= WHAT THE TASK REQUIRES =
Your task is to retype every entry exactly, omitting nothing.

= ENTRIES SUPPLIED =
PR #984, opened 2022-08-22
Fix crash of SPSP in case of unreachable targets

angriman:
SPSP crashes if the user passes unreachable targets (the node -> distance map lookup fails for unreachable targets because they are never added to the map). This can easily be fixed by setting to infinity the distance to those targets.
This PR also adds a new test with an unreachable target that fails with the previous implementation of SPSP.

### DIFF
--- a/networkit/cpp/distance/MultiTargetBFS.cpp
+++ b/networkit/cpp/distance/MultiTargetBFS.cpp
@@ -1,6 +1,7 @@
 #include <networkit/distance/BFS.hpp>
 #include <networkit/distance/MultiTargetBFS.hpp>
 
+#include <limits>
 #include <queue>
 #include <unordered_set>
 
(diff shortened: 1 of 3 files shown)


networkit/cpp/distance/MultiTargetBFS.cpp
```diff
@@ -61,6 +62,14 @@ void MultiTargetBFS::run() {
         toNextLevel();
     }
 
+    // Mark targets not reached as unreachable
+    while (!targetsSet.empty()) {
```
fabratu, line 66: Why not just iterating over targetsSet? This would remove the need for erasing the iterator in each loop run.

fabratu, line 66: Why not just iterating over targetsSet? This would remove the need for erasing the iterator in each loop run.

networkit/cpp/distance/MultiTargetDijkstra.cpp
```diff
@@ -41,6 +41,14 @@ void MultiTargetDijkstra::run() {
         });
     } while (!heap.empty());
 
+    // Mark targets not reached as unreachable
+    while (!targetsSet.empty()) {
```
fabratu, line 45: Same here.

fabratu (approved):
LGTM now.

= EXERCISE RESPONSE =
PR #984, opened 2022-08-22
Fix crash of SPSP in case of unreachable targets

angriman:
SPSP crashes if the user passes unreachable targets (the node -> distance map lookup fails for unreachable targets because they are never added to the map). This can easily be fixed by setting to infinity the distance to those targets.
This PR also adds a new test with an unreachable target that fails with the previous implementation of SPSP.

### DIFF
--- a/networkit/cpp/distance/MultiTargetBFS.cpp
+++ b/networkit/cpp/distance/MultiTargetBFS.cpp
@@ -1,6 +1,7 @@
 #include <networkit/distance/BFS.hpp>
 #include <networkit/distance/MultiTargetBFS.hpp>
 
+#include <limits>
 #include <queue>
 #include <unordered_set>
 
(diff shortened: 1 of 3 files shown)


networkit/cpp/distance/MultiTargetBFS.cpp
```diff
@@ -61,6 +62,14 @@ void MultiTargetBFS::run() {
         toNextLevel();
     }
 
+    // Mark targets not reached as unreachable
+    while (!targetsSet.empty()) {
```
fabratu, line 66: Why not just iterating over targetsSet? This would remove the need for erasing the iterator in each loop run.

fabratu, line 66: Why not just iterating over targetsSet? This would remove the need for erasing the iterator in each loop run.

networkit/cpp/distance/MultiTargetDijkstra.cpp
```diff
@@ -41,6 +41,14 @@ void MultiTargetDijkstra::run() {
         });
     } while (!heap.empty());
 
+    // Mark targets not reached as unreachable
+    while (!targetsSet.empty()) {
```
fabratu, line 45: Same here.

fabratu (approved):
LGTM now.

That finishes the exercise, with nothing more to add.